伊予/愛媛と讃岐/香川は全国的に見ても雨が少ない地域となっています。これは「雨が多い高知と雨が少ない高松 四国 の気候と地形と建築」で書いたように四国山脈の雨陰地帯となっていることが影響しています。西日本一の高さを誇る石鎚山をはじめとした2000m近い山々が四国を東西に長く延びていることで、この山々の壁が夏には南の太平洋からの湿った空気を抑えて、冬は中国山地という山々の壁が日本海からの湿った空気の壁となって、年間を通して降雨量が少なくなっています。
雨が多い土佐/高知に対して、伊予/松山や讃岐/高松と似たような降雨量帯の位置にある阿波/徳島は四国山地のあいだを縫って下る吉野川や勝浦川の河口に位置するため降雨量自体は多くないものの、利用可能な水は多いという水に恵まれた環境にあり(こうした特性が藍文化を育みました)、3階までの水道管からの直送を可能としています。山と海が近い四国の街のなかでも特異な存在です。そしてこの吉野川の上流部、四国の臍に位置する多雨地帯、高知県大川村の早明浦ダムを中心として開発された香川用水に香川県の水道使用量の半分は依存しており、香川県の戦後の人口増加は四国の中央部のダム開発に支えられているという現状があります。(水を多く利用する製紙業が盛んな愛媛県四国中央市も吉野川の恩恵を受けています)

四国のなかで人口が一番多い松山も毎年のように水不足に悩まされます。徳島が吉野川や勝浦川によって多雨地帯の水が運ばれてくるのに対して、松山はその多くを仁淀川によって高知側へ運ばれてゆくため(現在では面河川ダムによって送水され工業用水・農業用水として使われている)、その恩恵を十分に受けてきていないこと。そして水瓶となっている石手川が想定した人口を超える人口増加によって計画破綻をきたしていることによっています。そうした水不足への対応として水道の水圧が低めに設定され、3階以上の階への圧送には別途増圧ポンプをかませる仕様になっています。こうした努力の結果、政令指定都市・中核都市でもトップクラスの水道水の有効利用率、一人当たりの節水量(低い平均給水量)を誇っています。(愛媛県の水事情_愛媛県土木部

地表に降った雨を無駄なく使う知恵 ため池

ため池_台地池
谷を堰き止める台地池タイプ
ため池
盛土してつくる皿池タイプ

日本の降雨は年間を通して一定ではなく、梅雨から夏にかけて集中的に雨が降るという特徴を持っています。そのため、雨が降らない時期にも水を使えるようにする必要が出てきます。特に田んぼのように水を大量に使う作物の場合は水の確保が大変重要です。
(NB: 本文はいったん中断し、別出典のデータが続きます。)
PR #511, opened 2022-02-03
opt_limiters_solidbody.jl: Update norms and gaussian bells IC

valeriabarra:
After #500, I needed to update the norms computation in this example. 
I also homogenized the gaussian bells definition with the single bell example (`sphere/solidbody.jl`) and it gives better errors


valeriabarra:
bors try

飛行機で四国の上空へ飛ぶと眼につくのが無数のため池です。特に河川が短い香川県の各平野部、愛媛県の古くからの歴史がある北条や伊予市、東温市の平野部で目立ちます。灌漑用ため池として日本一の規模を誇る香川県まんのう町の満濃池は飛鳥時代に築造され、空海によって奈良時代に改修された歴史からもわかるように、非常に古くからある灌漑技術です。古墳などを造成していた土木技術から考えれば、かなり素朴な技術だったと考えて良いと思います。

ため池の種類 台地池 と 皿池

ため池は大きく二種類、谷を堰き止めてつくられる「台地池」と平らな土地の四方に堤防を築き上げてつくる「皿池」があります。前者は現在のダムと似たような考え方ですが、実はこちらの方が古くから行われてきた手法で、.満濃池もこの方法です。理由としては色々とあると思いますが、ため池の造営技術以上に新田開発の土木技術がまだ乏しかったため「皿池」のように水が少ない平地で作物を育てるというニーズが少なかったためではないかと思います。逆に「台地池」はそもそもの川の流れを堰き止めるので、もともと水の流れがある=水路供給網が少なからず存在する場所の水の無駄な流出を食い止めて、利用率を高めるので、古い時代に築かれたケースが多いのではないかと思います。

ため池:台地の際の谷を堰き止めた台地池
台地の際の谷を堰き止めた台地池
ため池:平地の池などの四方を盛り上げた皿池
平地の池などの四方を盛り上げた皿池

水のカスケード利用 親池・子池・孫池

「皿池」の数が大きく増加するのは新田開発が活発となってくる江戸時代からです。こうして増えていったため池たちは水路を通して結ばれてネットワーク化して、より水を無駄遣いしないように進化していきます。親池・子池・孫池と上流の田で使った水を下流で再び受けて、水をカスケード利用していくのです。

香川のため池
さぬきの航空写真(地理院地図):平野部にいくつもの青い粒/ため池が散らばり、水路を通して結びつく

コミュニティ資源を民主的に最大限に活用する仕組み 番水制

平六渇水と呼ばれる平成6年(1994年)の大渇水における香川での農家さんたちの節水努力によって、都市用水を維持した取り組みがミツカンの機関紙「水の文化」にて取り上げられています。当時はすでに早明浦ダムが完成して、香川用水によって給水がなされている状態にありました。しかしそれでもダムの水位は下がり、高松市は断水の危険へと追い込まれます。この危機を救ったのが農業用水であり、この水のコントロールを可能にしたのが番水制でした。これによって1日の給水は五時間給水をどうにか実現し、断水の危機を乗り切ったのです。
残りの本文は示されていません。